Libertarian Timeline
MichaelW on Dec 19 2007 at 8:44 pm | Filed under: Domestic Politics, Libertarianism, MichaelW's Page, Philosophy
As told by Mother Jones … so yeah, it’s a little, umm, “slanted.” My favorite distortion:
1977: The Cato Institute, a libertarian think tank, is founded in San Francisco with funding from oil baron Charles G. Koch. The name comes from Cato’s Letters, newspaper articles written by two Englishmen using the pen name Cato the Younger, an allusion to the defender of republicanism in ancient Rome. With a yearly budget of nearly $20 million, Cato defends corporate empires.
Heh. OK, I guess that’s the only way a socialist rag could possibly comprehend an organization like The Cato Institute. So the list is slanted, but interesting nonetheless. C’est la vie.
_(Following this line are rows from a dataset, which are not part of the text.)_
PR #58, opened 2023-09-12
MDTZ-990/MDTZ-968 DB schema changes for webhooks flows

jv3nk:
This PR renames the `FigmaWebhook` table to `FigmaTeam` and adds a `clientKey` FK to the `ConnectInstallation` table, so we can look up Connect secrets when we receive an incoming webhook. It also adds an `AssociatedDesign` table, which will be used to look up associated design entities for a given fileKey/clientKey that will need to be updated when we receive a webhook event.

This should hopefully unblock most of the webhooks related tasks.


prisma/schema.prisma
```diff
@@ -8,12 +8,26 @@ datasource db {
...
 model ConnectInstallation {
-  id           Int    @id @default(autoincrement())
-  key          String
-  clientKey    String @unique
-  sharedSecret String
-  baseUrl      String
-  displayUrl   String
+  id               Int                @id @default(autoincrement())
+  key              String
+  clientKey        String             @unique
```
jv3nk, line 13: Now that this is being used as an FK, I'm wondering if it would be better to make this the primary key of this table.

prisma/schema.prisma
```diff
@@ -8,12 +8,26 @@ datasource db {
...
+  displayUrl       String
+  FigmaWebhook     FigmaTeam[]
+  AssociatedDesign AssociatedDesign[]
+}
+
+model AssociatedDesign {
+  id          Int     @id @default(autoincrement())
+  fileKey     String
+  nodeId      String?
+  isPrototype Boolean
```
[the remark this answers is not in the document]
jvrankul23: I believe files themselves also have a `nodeId` that is always `0:0`, so we should be able to safely store `nodeId` for all design entities

prisma/migrations/20230912072503_add_associated_designs_table/migration.sql
```diff
@@ -0,0 +1,16 @@
+-- CreateTable
+CREATE TABLE "AssociatedDesign" (
```
damoster, line 2: /nit probs too late to change this for existing tables already created (or is it?) but postgres table naming convention is snake case not camel case (reason being that its actually case insensitive so a lot of editors default lower case everything making it hard to read without snake case)

prisma/migrations/20230912072258_rename_figma_webhook_table_and_add_client_key_relation/migration.sql
```diff
@@ -0,0 +1,36 @@
...
+CREATE TYPE "FigmaTeamStatus" AS ENUM ('PENDING', 'ACTIVE', 'PAUSED', 'ERROR');
+
+-- DropTable
+DROP TABLE "FigmaWebhook";
+
+-- DropEnum
+DROP TYPE "FigmaWebhookStatus";
+
+-- CreateTable
+CREATE TABLE "FigmaTeam" (
```
damoster, line 17: /nit Same as https://github.com/atlassian-labs/figma-for-jira/pull/58/files#r1323743604

prisma/schema.prisma
damoster: Hold up, what are we actually using as the FK? I thought we would have only one table containing clientKey which other tables join on to get the value (meaning also that only one table needs to update that value and you can get those related tables to on delete cascade if desired). i.e.
```sql
CREATE TABLE connect_installation {
  id BIGSERIAL PRIMARY KEY,
  clientKey varchar,
  baseUrl varchar
  -- other columns
};

CREATE TABLE associated_design {
  connect_installation_id
    REFERENCES connect_installation ON DELETE CASCADE,
  fileKey varchar,
  nodeId varchar
  -- other columns
};

-- Select queries would look like
SELECT fileKey, nodeId
FROM associate_design
  JOIN connect_installation ON associate_design.connect_installation_id = connect_installation.id
WHERE connect_installation.clientKey = :clientKey;
```

prisma/schema.prisma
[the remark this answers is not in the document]
damoster: > I believe files themselves also have a nodeId that is always 0:0, so we should be able to safely store nodeId for all design entities

Can confirm, Jon and I verified this with Figma in meeting with them the other day

damoster (commented):
Overall is looking good except for the foreign key, should consider using an internal id as use for foreign key instead

prisma/schema.prisma
jv3nk: Good point, there's no need to use the `clientKey` as an FK here, can just use the `id` instead, I'll update.

akostevich-atlassian (approved):

prisma/schema.prisma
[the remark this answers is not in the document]
jv3nk: Thanks, I've made `nodeId` required.

jv3nk:
Updated the PR with the following changes:

- Identifiers are now [mapped](https://www.prisma.io/docs/concepts/components/prisma-schema/data-model#mapping-model-names-to-tables-or-collections) to `snake_case` with `@map`
- `nodeId` in the `AssociatedDesign` table is now required
- `ConnectInstallation` FKs now use the `id` column instead of `clientKey`
- Squashed migrations - after merging you'll need to run `npm run stop:sandbox && npm run start:sandbox` to re-initialise your local DB

prisma/schema.prisma
```diff
@@ -8,35 +8,62 @@ datasource db {
...
+model AssociatedDesign {
+  id          Int     @id @default(autoincrement())
+  fileKey     String  @map("file_key")
+  nodeId      String  @map("node_id")
+  isPrototype Boolean @map("is_prototype")
+
+  connectInstallation   ConnectInstallation @relation(fields: [connectInstallationId], references: [id], onDelete: Cascade)
+  connectInstallationId Int                 @map("connect_installation_id")
+
+  @@unique([fileKey, nodeId, isPrototype, connectInstallationId])
```
damoster, line 32: @jvrankul23 so are we going to say that two files are different if one is a prototype and one isn't? If that's not the intention, should we make this to instead be
```typescript
@@unique([fileKey, nodeId, connectInstallationId])
```

prisma/migrations/20230913005905_initial/migration.sql
```diff
@@ -0,0 +1,70 @@
...
+CREATE UNIQUE INDEX "figma_team_webhook_id_key" ON "figma_team"("webhook_id");
+
+-- CreateIndex
+CREATE UNIQUE INDEX "figma_team_team_id_connect_installation_id_key" ON "figma_team"("team_id", "connect_installation_id");
+
+-- AddForeignKey
+ALTER TABLE "associated_design" ADD CONSTRAINT "associated_design_connect_installation_id_fkey" FOREIGN KEY ("connect_installation_id") REFERENCES "connect_installation"("id") ON DELETE CASCADE ON UPDATE CASCADE;
+
+-- AddForeignKey
+ALTER TABLE "figma_team" ADD CONSTRAINT "figma_team_connect_installation_id_fkey" FOREIGN KEY ("connect_installation_id") REFERENCES "connect_installation"("id") ON DELETE CASCADE ON UPDATE CASCADE;
```
damoster, line 70: Why is prisma adding a default `ON UPDATE CASCADE`? 🤔 for foreign keys using internal identifiers, this would never happen, can we force prisma to only do `ON DELETE CASCADE` but not `ON UPDATE CASCADE`?

damoster (commented):
Looking good, just one more question to address regarding unique constraint

prisma/migrations/20230913005905_initial/migration.sql
jv3nk: Oh good catch, yeah Prisma defaults to `ON UPDATE CASCADE`, I've changed this to `ON UPDATE NO ACTION` (Postgres default behaviour).

prisma/schema.prisma
jvrankul23: @damoster From what I've been able to gather through testing, files cannot be prototypes (neither can nodes), a prototype is just a specific view in Figma files (similar to inspect mode vs. design mode). @stannnous and I were discussing this the other day and we may end up removing this `isPrototype` field and just storing prototypes as nodes, depending on how discussions with Figma go.

jv3nk: Thanks @jvrankul23, in that case I'll leave this as is while we're still storing `isPrototype`. Should hopefully be pretty easy to remove the column down the line if we need to.

jvrankul23 (approved):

They did have the decency to include these gems:
1792: German philosopher Wilhelm von Humboldt, in The Sphere and Duties of Government, argues that providing security is the only proper role of the state. Citizens must be granted freedom to live as they choose, he writes, because “the absolute and essential importance of human development [is] in its richest diversity.”
1819: “Every time collective power wishes to meddle with private speculations, it harasses the speculators,” complains Swiss-born thinker Benjamin Constant in France. “Every time governments pretend to do our business, they do it more incompetently and expensively than we would.”
Feel free to add what you think was left out in the comments. I’ll add the best to a post update.